* YOUR TASK *
The required output is every line from the beginning of the entries below through the line that includes "## Expected Behavior", copied exactly.

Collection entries
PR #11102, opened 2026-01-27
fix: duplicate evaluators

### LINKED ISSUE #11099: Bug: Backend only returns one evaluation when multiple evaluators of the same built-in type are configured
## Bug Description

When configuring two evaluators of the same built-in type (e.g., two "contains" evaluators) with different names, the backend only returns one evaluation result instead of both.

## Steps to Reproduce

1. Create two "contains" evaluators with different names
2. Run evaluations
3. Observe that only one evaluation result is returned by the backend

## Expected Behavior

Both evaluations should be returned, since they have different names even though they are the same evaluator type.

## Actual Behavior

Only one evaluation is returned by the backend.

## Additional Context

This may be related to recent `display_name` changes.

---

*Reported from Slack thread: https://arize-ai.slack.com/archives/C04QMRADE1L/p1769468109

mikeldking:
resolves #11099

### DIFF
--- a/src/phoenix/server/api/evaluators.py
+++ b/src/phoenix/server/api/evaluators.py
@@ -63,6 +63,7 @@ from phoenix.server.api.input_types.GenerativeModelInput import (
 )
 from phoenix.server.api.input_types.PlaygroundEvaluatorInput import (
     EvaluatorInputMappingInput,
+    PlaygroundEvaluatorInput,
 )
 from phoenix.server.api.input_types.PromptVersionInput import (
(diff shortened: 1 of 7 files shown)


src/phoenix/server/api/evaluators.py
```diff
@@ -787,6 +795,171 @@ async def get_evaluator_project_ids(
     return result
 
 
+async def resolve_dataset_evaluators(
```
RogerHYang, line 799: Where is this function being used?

* WRITTEN RESPONSE *
PR #11102, opened 2026-01-27
fix: duplicate evaluators

### LINKED ISSUE #11099: Bug: Backend only returns one evaluation when multiple evaluators of the same built-in type are configured
## Bug Description

When configuring two evaluators of the same built-in type (e.g., two "contains" evaluators) with different names, the backend only returns one evaluation result instead of both.

## Steps to Reproduce

1. Create two "contains" evaluators with different names
2. Run evaluations
3. Observe that only one evaluation result is returned by the backend

## Expected Behavior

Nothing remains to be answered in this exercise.